**Provided records**
┄┄┄┄┄┄┄┄┄┄┄┄┄┄┄┄┄┄┄┄

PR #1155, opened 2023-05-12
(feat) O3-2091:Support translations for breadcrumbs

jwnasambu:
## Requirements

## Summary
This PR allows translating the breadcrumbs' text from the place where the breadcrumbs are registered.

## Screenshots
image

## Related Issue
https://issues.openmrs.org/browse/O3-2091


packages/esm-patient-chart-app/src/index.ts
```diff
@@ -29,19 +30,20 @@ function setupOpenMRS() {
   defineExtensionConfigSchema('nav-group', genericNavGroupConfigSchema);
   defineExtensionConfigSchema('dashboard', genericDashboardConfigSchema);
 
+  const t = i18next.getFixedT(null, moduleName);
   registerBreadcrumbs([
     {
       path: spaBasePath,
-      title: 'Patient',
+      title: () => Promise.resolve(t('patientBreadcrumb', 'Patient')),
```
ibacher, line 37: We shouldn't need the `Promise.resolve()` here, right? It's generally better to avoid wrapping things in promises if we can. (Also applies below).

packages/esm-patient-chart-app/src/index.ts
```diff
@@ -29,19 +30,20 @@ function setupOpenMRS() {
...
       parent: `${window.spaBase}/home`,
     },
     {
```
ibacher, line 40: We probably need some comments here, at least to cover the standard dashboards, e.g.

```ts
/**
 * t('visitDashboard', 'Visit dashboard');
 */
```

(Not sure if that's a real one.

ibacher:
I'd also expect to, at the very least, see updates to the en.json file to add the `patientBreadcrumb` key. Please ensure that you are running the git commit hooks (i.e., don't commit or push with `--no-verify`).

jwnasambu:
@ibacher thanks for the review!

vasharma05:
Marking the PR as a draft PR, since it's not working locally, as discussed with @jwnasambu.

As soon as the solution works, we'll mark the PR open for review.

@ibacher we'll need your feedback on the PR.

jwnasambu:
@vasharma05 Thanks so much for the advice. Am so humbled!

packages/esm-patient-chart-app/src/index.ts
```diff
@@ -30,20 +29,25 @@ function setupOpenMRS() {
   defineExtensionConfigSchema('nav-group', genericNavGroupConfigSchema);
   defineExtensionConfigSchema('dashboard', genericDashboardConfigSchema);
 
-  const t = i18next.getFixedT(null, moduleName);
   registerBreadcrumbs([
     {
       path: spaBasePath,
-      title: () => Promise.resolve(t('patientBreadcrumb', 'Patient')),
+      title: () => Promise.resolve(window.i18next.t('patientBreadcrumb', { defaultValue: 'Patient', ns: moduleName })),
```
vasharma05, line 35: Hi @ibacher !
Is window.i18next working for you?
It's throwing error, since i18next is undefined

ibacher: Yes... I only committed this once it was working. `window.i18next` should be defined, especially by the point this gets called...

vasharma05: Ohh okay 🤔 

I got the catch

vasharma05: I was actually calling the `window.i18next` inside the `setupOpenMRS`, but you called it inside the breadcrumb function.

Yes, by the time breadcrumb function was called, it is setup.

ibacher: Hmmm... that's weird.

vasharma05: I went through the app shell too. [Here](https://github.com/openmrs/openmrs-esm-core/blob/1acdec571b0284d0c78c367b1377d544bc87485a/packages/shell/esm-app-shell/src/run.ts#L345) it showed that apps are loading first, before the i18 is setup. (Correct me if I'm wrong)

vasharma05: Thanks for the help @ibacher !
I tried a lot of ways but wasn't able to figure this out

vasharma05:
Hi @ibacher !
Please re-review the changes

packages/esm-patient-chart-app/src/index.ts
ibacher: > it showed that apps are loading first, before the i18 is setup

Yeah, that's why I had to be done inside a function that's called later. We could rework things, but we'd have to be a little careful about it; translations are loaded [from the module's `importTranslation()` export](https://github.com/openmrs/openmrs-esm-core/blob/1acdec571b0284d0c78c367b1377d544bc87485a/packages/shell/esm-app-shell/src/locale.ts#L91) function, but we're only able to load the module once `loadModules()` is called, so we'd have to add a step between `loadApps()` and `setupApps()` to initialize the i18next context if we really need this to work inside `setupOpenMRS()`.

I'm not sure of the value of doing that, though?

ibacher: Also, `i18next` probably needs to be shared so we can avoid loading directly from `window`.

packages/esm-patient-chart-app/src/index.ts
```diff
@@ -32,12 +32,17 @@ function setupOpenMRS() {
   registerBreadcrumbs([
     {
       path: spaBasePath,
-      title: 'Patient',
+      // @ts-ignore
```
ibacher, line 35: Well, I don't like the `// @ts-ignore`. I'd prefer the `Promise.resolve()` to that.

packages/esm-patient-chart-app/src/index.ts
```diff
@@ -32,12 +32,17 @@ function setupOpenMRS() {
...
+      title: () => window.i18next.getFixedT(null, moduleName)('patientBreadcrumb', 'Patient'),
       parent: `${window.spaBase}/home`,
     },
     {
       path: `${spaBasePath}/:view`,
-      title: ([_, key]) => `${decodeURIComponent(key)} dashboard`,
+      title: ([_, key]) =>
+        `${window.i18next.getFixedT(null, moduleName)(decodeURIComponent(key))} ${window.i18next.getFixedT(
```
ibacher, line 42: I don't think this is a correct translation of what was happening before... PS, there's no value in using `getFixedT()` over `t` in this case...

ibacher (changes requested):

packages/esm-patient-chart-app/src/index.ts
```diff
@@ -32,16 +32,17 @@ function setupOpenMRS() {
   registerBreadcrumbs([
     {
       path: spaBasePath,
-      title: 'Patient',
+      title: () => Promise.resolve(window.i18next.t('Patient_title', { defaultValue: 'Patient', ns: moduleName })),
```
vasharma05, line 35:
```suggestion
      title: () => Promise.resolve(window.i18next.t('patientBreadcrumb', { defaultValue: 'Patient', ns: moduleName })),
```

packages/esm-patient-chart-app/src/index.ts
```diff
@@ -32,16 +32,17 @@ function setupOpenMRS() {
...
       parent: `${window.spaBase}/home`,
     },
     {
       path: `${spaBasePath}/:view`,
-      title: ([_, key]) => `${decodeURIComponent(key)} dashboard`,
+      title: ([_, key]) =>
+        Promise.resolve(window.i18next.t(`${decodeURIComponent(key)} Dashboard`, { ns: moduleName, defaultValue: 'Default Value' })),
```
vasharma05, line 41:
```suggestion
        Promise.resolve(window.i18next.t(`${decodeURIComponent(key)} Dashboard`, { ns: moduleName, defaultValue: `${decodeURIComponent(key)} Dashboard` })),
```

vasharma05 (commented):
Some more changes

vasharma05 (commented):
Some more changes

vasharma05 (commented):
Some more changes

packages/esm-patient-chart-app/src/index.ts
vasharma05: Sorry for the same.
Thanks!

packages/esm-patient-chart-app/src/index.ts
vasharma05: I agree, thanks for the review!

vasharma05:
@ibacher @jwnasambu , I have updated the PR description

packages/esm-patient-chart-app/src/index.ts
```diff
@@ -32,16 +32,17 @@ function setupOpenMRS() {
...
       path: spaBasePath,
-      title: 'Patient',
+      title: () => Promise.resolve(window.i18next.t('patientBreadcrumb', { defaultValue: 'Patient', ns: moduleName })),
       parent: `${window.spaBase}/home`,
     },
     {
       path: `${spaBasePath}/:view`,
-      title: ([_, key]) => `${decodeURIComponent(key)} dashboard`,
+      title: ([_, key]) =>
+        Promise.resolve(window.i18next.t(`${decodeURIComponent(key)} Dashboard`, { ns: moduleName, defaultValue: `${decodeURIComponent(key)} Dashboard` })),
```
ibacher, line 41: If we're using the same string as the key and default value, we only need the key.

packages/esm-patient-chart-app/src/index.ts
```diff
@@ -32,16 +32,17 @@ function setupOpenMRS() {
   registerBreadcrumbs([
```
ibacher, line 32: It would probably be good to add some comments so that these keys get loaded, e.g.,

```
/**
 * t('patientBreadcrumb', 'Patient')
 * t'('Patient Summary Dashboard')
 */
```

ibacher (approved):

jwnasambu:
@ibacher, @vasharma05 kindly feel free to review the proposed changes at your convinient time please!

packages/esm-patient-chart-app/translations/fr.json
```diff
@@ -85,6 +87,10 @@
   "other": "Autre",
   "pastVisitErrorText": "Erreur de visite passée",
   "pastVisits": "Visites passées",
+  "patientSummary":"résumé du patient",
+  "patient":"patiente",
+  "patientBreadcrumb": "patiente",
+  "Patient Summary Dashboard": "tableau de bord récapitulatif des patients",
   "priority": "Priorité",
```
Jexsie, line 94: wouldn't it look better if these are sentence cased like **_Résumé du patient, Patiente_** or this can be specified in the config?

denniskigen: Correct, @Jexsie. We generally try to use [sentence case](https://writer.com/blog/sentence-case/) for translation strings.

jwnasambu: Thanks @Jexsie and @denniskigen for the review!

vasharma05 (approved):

┄┄┄┄┄┄┄┄┄┄┄┄┄┄┄┄┄┄┄┄

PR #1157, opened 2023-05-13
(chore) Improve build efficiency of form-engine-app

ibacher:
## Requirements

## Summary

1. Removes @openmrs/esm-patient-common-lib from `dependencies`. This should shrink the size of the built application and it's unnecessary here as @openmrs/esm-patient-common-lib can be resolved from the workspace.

┄┄┄┄┄┄┄┄┄┄┄┄┄┄┄┄┄┄┄┄

**Your goal**
Count the lines in the material above where the word "only" occurs, and reply with nothing but the number.

**Reply**
3